Source material.
++++++

PR #87, opened 2026-04-18
test(eval): doctest _collect_codes with None buckets (closes #32)

### LINKED ISSUE #32: `eval.py`: `code in cfg.ood_codes` crashes with TypeError when `ood_codes` is None
## Summary

`_run_test` (`src/every_query/eval.py`) assembles the list of codes to evaluate from three optional config fields, each individually guarded against `None`:

```python
codes: list[str] = []
if cfg.id_codes is not None:
    codes += cfg.id_codes
if cfg.ood_codes is not None:
    codes += cfg.ood_codes
if cfg.manual_codes is not None:
    codes += cfg.manual_codes
```

But then, later in the same loop, the per-code bucket label unconditionally references `cfg.ood_codes`:

```python
rows.append({
    "code": code,
    "code_slug": slug,
    "bucket": "ood" if code in cfg.ood_codes else "id",
    ...
})
```

If a user runs eval with only `id_codes` / `manual_codes` set and leaves `ood_codes: null` (or omits it), every non-zero-code iteration raises `TypeError: argument of type 'NoneType' is not iterable`.

## When this bites

Any eval config that legitimately has no OOD bucket — common for in-distribution debug runs, or for per-slug checkpoints where OOD splits are evaluated by a separate command.

## Severity

Low: crash is loud (TypeError) rather than silent, but it prevents a valid configuration from running at all.

## Proposed fix

Treat a missing bucket as empty at the use site:

```python
ood_codes = cfg.ood_codes or []
...
"bucket": "ood" if code in ood_codes else "id",
```

Or normalize once at the top of the function:

```python
id_codes = cfg.id_codes or []
ood_codes = cfg.ood_codes or []
manual_codes = cfg.manual_codes or []
codes = [*id_codes, *ood_codes, *manual_codes]
```

## Test

A tiny unit test (or doctest) that constructs an `OmegaConf` with `ood_codes=None` and verifies `_run_test` labels each code with bucket `"id"` rather than raising.

mmcdermott:
## Summary

Issue #32 reported that `_run_test`'s `code in cfg.ood_codes` could crash with `TypeError: argument of type 'NoneType' is not iterable` when an eval config legitimately had no OOD bucket. An earlier refactor (the one that introduced `_collect_codes`) already fixed the use sites by switching to `cfg.X_codes or []`. This PR locks that behavior in with a doctest.

Closes #32.

## What changed

- Added a doctest block to `_collect_codes` covering: (a) all three buckets populated, (b) `ood_codes` / `manual_codes = None`, (c) duplicates across buckets (first-seen bucket label wins).

No functional change. This is a regression guard so a future refactor can't silently drop the `or []` defaults.

## Test plan

- [x] `pytest src/every_query/eval.py` — 1 passed (the new doctest).
- [x] Full suite still green.

### DIFF
--- a/src/every_query/eval.py
+++ b/src/every_query/eval.py
@@ -71,7 +71,43 @@ def _model_name(model_run_dir: str) -> str:
 
 
 def _collect_codes(cfg: DictConfig) -> tuple[list[str], dict[str, str]]:
-    """Combine id/ood/manual codes into a flat list plus a code→bucket map."""
+    """Combine id/ood/manual codes into a flat list plus a code→bucket map.
+
+    Any of ``id_codes``, ``ood_codes``, ``manual_codes`` may be ``None`` or omitted —
+    `None` is treated as an empty list (regression guard for #32, where
+    ``code in cfg.ood_codes`` crashed with ``TypeError: argument of type 'NoneType' is not
+    iterable`` for eval configs that legitimately had no OOD bucket).
+
+    Examples:
+        >>> from omegaconf import OmegaConf
+        >>> codes, bucket = _collect_codes(OmegaConf.create(
+        ...     {"id_codes": ["A", "B"], "ood_codes": ["X"], "manual_codes": ["M"]}
+        ... ))
+        >>> codes
+        ['A', 'B', 'X', 'M']
+        >>> bucket == {"A": "id", "B": "id", "X": "ood", "M": "manual"}
+        True
+
+        ``None`` for any bucket is silently treated as empty:
+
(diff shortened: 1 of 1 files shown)


mmcdermott:
@copilot review

mmcdermott:
Both points addressed in 02007fe: added an id_codes=None doctest case for bucket-guard exhaustiveness, and rewrote the prose to distinguish None (handled by or-[]) from an actually-missing key (raises ConfigAttributeError, reachable only by non-shipped configs). Thanks.

PR #88, opened 2026-04-18
fix: drop gitignored train_codes/eval_codes defaults (closes #64)

mmcdermott:
## Summary

Removes the gitignored default code-group compositions from the three shipped Hydra configs. Per [@mmcdermott on #64](https://github.com/payalchandak/EveryQuery/issues/64#issuecomment-4269211375): *"drop the default entirely is the right option."*

Closes #64.

## Before

```yaml
defaults:
  - _self_
  - train_codes: 10000_ID__8db2be6fadf8   # <-- this file is gitignored
```

`EQ_train --help` on a fresh clone:

```
hydra.errors.MissingConfigException: In 'config.yaml': Could not find 'train_codes/10000_ID__8db2be6fadf8'
```

## After

```yaml
defaults:
  - _self_

# ``train_codes`` is a required compose group.  Users must pass
# ``+train_codes=<my_codes_name>`` on the CLI with ``--config-dir`` pointing at a directory
# containing ``train_codes/<my_codes_name>.yaml`` — or inline ``query.codes=[...]`` and skip the
# compose group entirely.  See #64.
```

`EQ_train --help` works out of the box; training requires an explicit `+train_codes=…` override, which is honest about the requirement.

## Files changed

- `src/every_query/config.yaml` — drop `train_codes` default.
- `src/every_query/eval_suite/conf/eval_config.yaml` — drop `eval_codes` default.
- `src/every_query/eval_suite/conf/gen_tasks_config.yaml` — drop `eval_codes` default.
- `tests/test_cli_smoke.py` — change smoke-test overrides from `train_codes=smoke` → `+train_codes=smoke` (same for `eval_codes`), since the override no longer has a default to replace.

## Out of scope

- `sample_codes/` hardcoded MIMIC paths / non-MEDS-agnostic generator — tracked separately as #85 (Phase 4.2 of the [#54 plan](https://github.com/payalchandak/EveryQuery/issues/54#issuecomment-4271122440)).

## Test plan

- [x] `pytest tests/ src/` — 185 passed (unchanged).
- [x] `EQ_train --help` succeeds without a composed code-group (via the smoke test).
- [x] `pre-commit run --all-files` — clean.

🤖 Generated with [Claude Code](https://claude.com/claude-code)

Issue #83, opened 2026-04-18
Phase 2.4: Consolidate eval pipeline into single EQ_evaluate


mmcdermott:
Parent: #54 (Phase 2.4). Depends on: #81 (`EQ_predict`) and #82 (inventory).

## Goal

Collapse the four eval CLIs — `EQ_gen_eval_index`, `EQ_gen_eval_tasks`, `EQ_evaluate`, `EQ_select_model` — into a single `EQ_evaluate` that consumes predictions written by `EQ_predict` and emits metrics. Per #82's migration plan, paper-experiments-only operations (e.g. cross-model ranking) move to `paper_experiments/`.

## Target layout

```
src/every_query/
└── evaluate/
    ├── __main__.py        → EQ_evaluate
    └── configs/
```

Previously-separate CLIs either fold in, move out, or are deleted per #82's classification:
- `EQ_gen_eval_index` — folds into `prepare_tasks/` if it survives at all (TBD by 2.3).
- `EQ_gen_eval_tasks` — expected to be obsolete once the schema-conformant tasks parquet replaces per-duration slicing.
- `EQ_evaluate` — this issue. New shape: `predictions_parquet → metrics_parquet`.
- `EQ_select_model` — likely → `paper_experiments/leaderboard/` (TBD by 2.3).

## Fixes that land along the way

- Fix #32 (`ood_codes is None` TypeError). If the ID/OOD-bucket concept survives in `evaluate/`, guard it with `cfg.ood_codes or []`; if it moves to paper_experiments, the fix moves with it.
- Fix #66 (`model_run_dirs` hardcoded list). `EQ_evaluate` post-refactor takes a single predictions-parquet path, which resolves the "why a list?" question.

## Out of scope

- `EQ_predict` itself (#81).
- Paper-experiments moves (#84).

## Acceptance criteria

- [ ] `EQ_evaluate --help` works after `pip install`, with the new shape documented.
- [ ] Four old entry points (`EQ_gen_eval_index`, `EQ_gen_eval_tasks`, `EQ_select_model`, plus the old `EQ_evaluate`) are removed from `[project.scripts]`.
- [ ] Metrics parquet schema is documented and tested.
- [ ] #32 and #66 closed (or retargeted if they moved to paper_experiments).
- [ ] Smoke test + integration test for the new entry point.

mmcdermott:
[...]

Issue #80, opened 2026-04-18
Phase 2.1 (design): Define cross-stage task-query schema via flexible_schema


mmcdermott:
Parent: #54 (Phase 2.1)

## Goal

Define the shared schema contract for rows that specify *which queries to evaluate for which subjects at which prediction times*. This is the cross-stage source of truth — produced by `EQ_prepare_tasks` and `EQ_prepare_eval` (or equivalent), consumed by `EQ_predict`.

## Deliverable

This issue is a **design doc**, not code. Outputs:
1. A proposal for the schema (column names, dtypes, allowed payloads for `task_query`).
2. An answer to "do we adopt an existing schema, extend it, or write our own?"
3. A named Python class + where it lives in the repo.

## Starting points

Per [Matthew's 2026-04-18 comment on #54](https://github.com/payalchandak/EveryQuery/issues/54#issuecomment-TBD):

- The schema should be defined using [`flexible_schema`](https://github.com/Medical-Event-Data-Standard/flexible_schema) as the base, not by subclassing `FlexibleSchema` directly.
- Instead, extend the [MEDS `LabelSchema`](https://github.com/Medical-Event-Data-Standard/meds/blob/main/src/meds/schema.py#L69), mirroring how [meds-evaluation defines its schemas](https://github.com/kamilest/meds-evaluation/blob/main/src/meds_evaluation/schema.py#L6).

So the name `FlexibleSchema` from earlier plan drafts is wrong — that's the *base class library*, not the concrete schema we're defining. Candidate names for the concrete schema, for the design doc to pick:

- `TaskQuerySchema`
- `PredictionInputSchema`
- `EQQuerySchema`
- Something else that lines up with MEDS / meds-evaluation terminology.

## Columns (starting point, to be refined)

Minimum: `subject_id`, `prediction_time`, `task_query`.

Open questions for the doc:
- Is `task_query` a flat string (a code), a struct (code + duration), or a more general expression?
- How does `duration_days` fit — a separate column, part of `task_query`, or absent?
- Does this schema also carry labels (`boolean_value`, `occurs`) for eval use, or do labels live on a separate "evaluation-time" schema that extends it?
- Split field? `split` column vs. directory layout by split?

## Out of scope

- Implementation (this is a doc). Implementation lands in a follow-up that references the decision made here.
- Predict logic (#81 issue).

## Acceptance criteria

- [ ] Design doc posted as issue comment or `docs/schema.md` in a docs-only PR.
[...]

PR #92, opened 2026-04-18
fix: mark query.codes as ??? in config.yaml (replaces #88, refs #64)

mmcdermott:
## Summary

Narrower replacement for [PR #88](https://github.com/payalchandak/EveryQuery/pull/88) after @mmcdermott's feedback there. Uses `query.codes: ???` (Hydra's mandatory-value marker) instead of the `+train_codes=…` compose-group override, and scopes down to `config.yaml` only — the eval-suite configs are intentionally left for Phase 2 of #54 to restructure.

Refs #64.

## Changes

**`src/every_query/config.yaml`:**
- Drop `defaults: - train_codes: 10000_ID__8db2be6fadf8` (gitignored default that broke `EQ_train --help` on a fresh clone).
- `query.codes: ???` — Hydra errors loudly with "missing mandatory value" if the user forgets to pass them.
- `${train_codes.codes}` interpolations under `trainer.logger.config` (wandb metadata) repointed at `${query.codes}`, which is now the single source of truth.

**`tests/test_cli_smoke.py`:**
- `EQ_train` smoke override becomes `query.codes=[]` (inline, no `+` ceremony).
- `smoke_config_dir` fixture no longer writes a `train_codes/smoke.yaml` — only `eval_codes/` remains (still needed for the two eval endpoints, which will go away in Phase 2).

## What's deliberately not here

- `eval_config.yaml` and `gen_tasks_config.yaml` still carry their `eval_codes` compose group. Converting those to `???` is awkward because ID/OOD code splits are naturally bundled into a single named YAML. Per Phase 2 of the [#54 refactor plan](https://github.com/payalchandak/EveryQuery/issues/54#issuecomment-4271122440), the eval pipeline is getting consolidated into a new `EQ_evaluate` that will redefine the input shape entirely (#83). Touching those configs in this PR would be churn.

## Why this replaces #88

[@mmcdermott on PR #88](https://github.com/payalchandak/EveryQuery/pull/88#issuecomment-TBD) flagged two points:
1. *"Any argument we're expecting users to pass should be in the config. If it is mandatory, it should have a `???` value. We don't want users to need the `+...` syntax, basically ever, if possible."* — addressed by switching to `query.codes: ???`.
2. *"Really, this looks like a bigger architectural problem, where we're maybe trying to make a small fix when this will be redundant with larger changes in the planned refactor."* — addressed by scoping down to `config.yaml` only and deferring the eval configs to Phase 2 where they're getting rewritten anyway.

## Test plan

- [x] `pytest tests/ src/` — 190 passed.
- [x] `EQ_train --help` works on a fresh clone without any override.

++++++

Task description. Looking at the data above, return every line from the one with "- Implementation (this" down to the one with "[@mmcdermott on PR", exactly and inclusively.

Response box.
- Implementation (this is a doc). Implementation lands in a follow-up that references the decision made here.
- Predict logic (#81 issue).

## Acceptance criteria

- [ ] Design doc posted as issue comment or `docs/schema.md` in a docs-only PR.
[...]

PR #92, opened 2026-04-18
fix: mark query.codes as ??? in config.yaml (replaces #88, refs #64)

mmcdermott:
## Summary

Narrower replacement for [PR #88](https://github.com/payalchandak/EveryQuery/pull/88) after @mmcdermott's feedback there. Uses `query.codes: ???` (Hydra's mandatory-value marker) instead of the `+train_codes=…` compose-group override, and scopes down to `config.yaml` only — the eval-suite configs are intentionally left for Phase 2 of #54 to restructure.

Refs #64.

## Changes

**`src/every_query/config.yaml`:**
- Drop `defaults: - train_codes: 10000_ID__8db2be6fadf8` (gitignored default that broke `EQ_train --help` on a fresh clone).
- `query.codes: ???` — Hydra errors loudly with "missing mandatory value" if the user forgets to pass them.
- `${train_codes.codes}` interpolations under `trainer.logger.config` (wandb metadata) repointed at `${query.codes}`, which is now the single source of truth.

**`tests/test_cli_smoke.py`:**
- `EQ_train` smoke override becomes `query.codes=[]` (inline, no `+` ceremony).
- `smoke_config_dir` fixture no longer writes a `train_codes/smoke.yaml` — only `eval_codes/` remains (still needed for the two eval endpoints, which will go away in Phase 2).

## What's deliberately not here

- `eval_config.yaml` and `gen_tasks_config.yaml` still carry their `eval_codes` compose group. Converting those to `???` is awkward because ID/OOD code splits are naturally bundled into a single named YAML. Per Phase 2 of the [#54 refactor plan](https://github.com/payalchandak/EveryQuery/issues/54#issuecomment-4271122440), the eval pipeline is getting consolidated into a new `EQ_evaluate` that will redefine the input shape entirely (#83). Touching those configs in this PR would be churn.

## Why this replaces #88

[@mmcdermott on PR #88](https://github.com/payalchandak/EveryQuery/pull/88#issuecomment-TBD) flagged two points:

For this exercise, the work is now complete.